Surgery to cure esophageal cancer: The most common surgery performed to treat esophageal cancer is called esophagectomy (trans-thoracic esophagectomy, trans-hiatal esophagectomy, thoraco-abdominal esophagectomy, etc.) where the doctor removes the esophagus and then connects the remaining healthy part of the esophagus to the stomach so that the patient can swallow normally. The stomach or part of the intestine may sometimes be used to make the connection. The surgeon also removes lymph nodes around the esophagus. There are many ways in which esophagectomy can be performed based on the location of the tumor and the expertise of the surgeon. Team MACS uses a technique called VATS (Video Assisted Thoracoscopic Surgery) or Thoraco-laparoscopic Esophagectomy or Minimally Invasive Esophagectomy to give best results. Using a robot these surgeries can be performed with improved comfort. The details of the surgical options that are available for esophageal cancer are described on our professional page for esophageal cancer.

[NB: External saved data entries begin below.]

PR #1707, opened 2021-03-30
Use a non-deprecated openpgp

peterebden:
Post https://github.com/golang/go/issues/44226 it seems we should not be using `x/crypto/openpgp`. https://github.com/ProtonMail/go-crypto seems like the best alternative.

I've built this locally and run an update which it decodes fine. I assume it will also be compatible for any older versions updating to it.

### DIFF
--- a/third_party/go/BUILD
+++ b/third_party/go/BUILD
@@ -19,14 +19,31 @@ go_module(
     install = [
         "ssh/terminal",
         "cast5",
-
-        # TODO(jpoole): consider if requiring this to be explicit is a good idea or if we should do the
-        # `openpgp/openpgp.a` "hack" here
-        "openpgp/...",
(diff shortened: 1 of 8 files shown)


third_party/go/BUILD
```diff
@@ -19,16 +19,33 @@ go_module(
...
+    install = [
+        "bitcurves",
+        "brainpool",
+        "cast5",
+        "curve25519",
+        "eax",
+        "ed25519",
+        "internal/byteutil",
+        "internal/randutil",
+        "internal/syscall/unix",
```
Tatskaari, line 39: This probably wont work for freebsd

peterebden:
Nope, not related, just saw the announcement that x/crypto/openpgp was deprecated and realised we were using it still.

PR #1710, opened 2021-03-30
Fix maven jar hashes being applied to sources instead of main jar

Tatskaari:


rules/java_rules.build_defs
```diff
@@ -368,7 +368,8 @@ def maven_jar(name:str, id:str, repository:str|list=None, hash:str=None, hashes:
       id (str): Maven id of the artifact (eg. org.junit:junit:4.1.0)
       repository (str | list): Maven repositories to fetch deps from.
       hash (str): Hash for produced rule.
-      hashes (list): List of hashes for produced rule.
+      hashes (list): List of hashes downloaded classes jar.
+      sources_hashes (list): List of hashes for the downloaded sources jar.
```
peterebden, line 372: source_hashes? The double plural sounds weird to me.

PR #1714, opened 2021-03-31
Adding Prometheus counter for 'downloading tree digest' errors

isobelormiston:
Testing-wise: I ran some builds against my local Please & checked that without a URL set, it logs and returns. I'm unable to test the actual Prometheus pushes without setting up a pushgateway instance. 

Remaining work will be to set the URL in our plzconfig, either by pointing to an existing pushgateway or setting up a new one.


src/remote/utils.go
```diff
@@ -35,6 +37,24 @@ import (
 // xattrName is the name we use to record attributes on files.
 const xattrName = "user.plz_hash_remote"
 
+func (c *Client) pushTreeDigestDownloadError() {
+	if c.state.Config.Remote.PrometheusGatewayURL == "" {
+		log.Infof("No Prometheus pushgateway URL to push Digest Download error to")
```
Tatskaari, line 42: nit: Could we downgrade this to debug or remove it?

src/remote/utils.go
```diff
@@ -35,6 +37,24 @@ import (
...
+		return
+	}
+	downloadErrorCounter := prometheus.NewCounter(prometheus.CounterOpts{
+		Namespace: "please",
+		Name:      "tree_digest_download_eof_error",
+	})
```
Tatskaari, line 48: Is this not meant to be long lived? Creating a new counter every time we push will result in the count always being 1 no?

src/remote/utils.go
```diff
@@ -35,6 +37,24 @@ import (
...
+	if err := push.New(
+		c.state.Config.Remote.PrometheusGatewayURL, "tree_digest_download",
+	).Collector(downloadErrorCounter).Push(); err != nil {
+		log.Warningf("Error pushing to Prometheus pushgateway: %s", err)
+		return
+	}
+	log.Infof("Incremented error counter via pushgateway")
```
Tatskaari, line 55: Again not sure this is info worthy. I feel info is more about letting you know what state the system is in mostly during setup e.g. "starting connection pool",  "listening on port 8080" and stuff. We don't want to log for business as usual things.

Tatskaari (commented):
Nice one Izzy! That go.sum update is gunna put you right up there on lines contributed haha

Just got a couple of suggestions/queries but otherwise looks good.

src/core/config.go
```diff
@@ -454,22 +454,23 @@ type Configuration struct {
...
-		CacheDuration cli.Duration `help:"Length of time before we re-check locally cached build actions. Default is unlimited."`
-		BuildID       string       `help:"ID of the build action that's being run, to attach to remote requests."`
+		URL                  string       `help:"URL for the remote server."`
+		CASURL               string       `help:"URL for the CAS service, if it is different to the main one."`
+		AssetURL             string       `help:"URL for the remote asset server, if it is different to the main one."`
+		NumExecutors         int          `help:"Maximum number of remote executors to use simultaneously."`
+		Instance             string       `help:"Remote instance name to request; depending on the server this may be required."`
+		Name                 string       `help:"A name for this worker instance. This is attached to artifacts uploaded to remote storage." example:"agent-001"`
+		DisplayURL           string       `help:"A URL to browse the remote server with (e.g. using buildbarn-browser). Only used when printing hashes."`
+		PrometheusGatewayURL string       `help:"The gateway URL to push prometheus updates to."`
```
peterebden, line 464: I think we should move this to its own section rather than being part of `remote` - can imagine we will want metrics for other parts of plz.

peterebden (commented):
Thanks!

src/core/config.go
Tatskaari:
```
[metrics]
PrometheusGatewayULR = 
```

probably makes the most sense.

peterebden:
FYI I removed the last metrics in 5bbebff982ef8262478f122b050f415cb148a85b, that may be of interest if you want to try to resurrect any parts of it.

src/remote/utils.go
isobelormiston: I've tested this some more locally and checked with observability, and it doesn't reset the counter on the gateway. I have moved it though so it's only called when the remote client is initialised, so that we're not calling it for every counter increment.

isobelormiston:
Ah thanks, I've moved the new metric code to remote/metrics.go but maybe somewhere more general will make sense if we're going to be adding metrics elsewhere.

peterebden:
Yeah, I think we should set this up as a new package in `src/metrics` so it's independent (maybe we define rex-specific metrics in `src/remote` still?).

Sorry, I guess it's turning into a more general thing than you intended originally :)

isobelormiston:
No problem, best to get it set up properly now and then it'll be easier to add future metrics :) I will rearrange a bit

src/metrics/prometheus.go
```diff
@@ -0,0 +1,42 @@
...
+		Help: "Number of times the Unexpected EOF error has been seen during a tree digest download",
+	})
+
+	return &RemoteMetrics{
+		downloadErrorCounter: downloadErrorCounter,
+	}
+}
+
+// DownloadErrorCounterInc increments the 'tree digest download error' counter
+func (r *RemoteMetrics) DownloadErrorCounterInc(gatewayURL string) {
```
Tatskaari, line 31: Might make more sense to store the gateway url as a string in the struct and pass it in to NewRemoteMetrics()

Tatskaari (approved):
Thanks Izzy! Left a suggestion but otherwise looks good. Let me know when it's ready to land.

src/metrics/prometheus.go
isobelormiston: Yep that is neater (I've also made it just a metrics singleton now, which can be used for any future metrics), thanks Jon :)

peterebden (approved):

Surgery for supportive care: When curative surgery is not feasible or is delayed due to chemotherapy or radiotherapy, surgery may be used to help patients eat and relieve the difficulty is swallowng. This is called supportive or palliative surgery.

  • Feeding tube insertion (usually jejunostomy) done so that a person can receive nutrition directly into the stomach or intestine. This procedure can be combined with staging laparoscopy in case of tumors of lower esophagus or junction of stomach and esophagus. This may be done before chemotherapy and radiation therapy to make sure that the patient can eat enough food to maintain his or her weight and strength during treatment.
  • Put an esophageal stent into the esophagus (SEMS). An esophageal stent is a metal, mesh device that is expanded to keep the esophagus open.